### TASK MATERIAL
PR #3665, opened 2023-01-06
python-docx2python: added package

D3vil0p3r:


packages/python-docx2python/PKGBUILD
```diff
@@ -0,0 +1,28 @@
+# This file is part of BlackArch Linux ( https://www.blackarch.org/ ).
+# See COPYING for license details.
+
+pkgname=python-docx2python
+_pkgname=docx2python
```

* * *

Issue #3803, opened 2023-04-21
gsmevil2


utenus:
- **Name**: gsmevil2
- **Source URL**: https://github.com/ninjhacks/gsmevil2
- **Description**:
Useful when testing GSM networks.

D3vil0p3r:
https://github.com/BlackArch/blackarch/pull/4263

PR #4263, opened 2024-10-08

### WHAT NEEDS TO BE DONE
The lines you need are those holding the word "blackarch"; copy each of them from the material above.

### TASK ANSWER
+# This file is part of BlackArch Linux ( https://www.blackarch.org/ ).
https://github.com/BlackArch/blackarch/pull/4263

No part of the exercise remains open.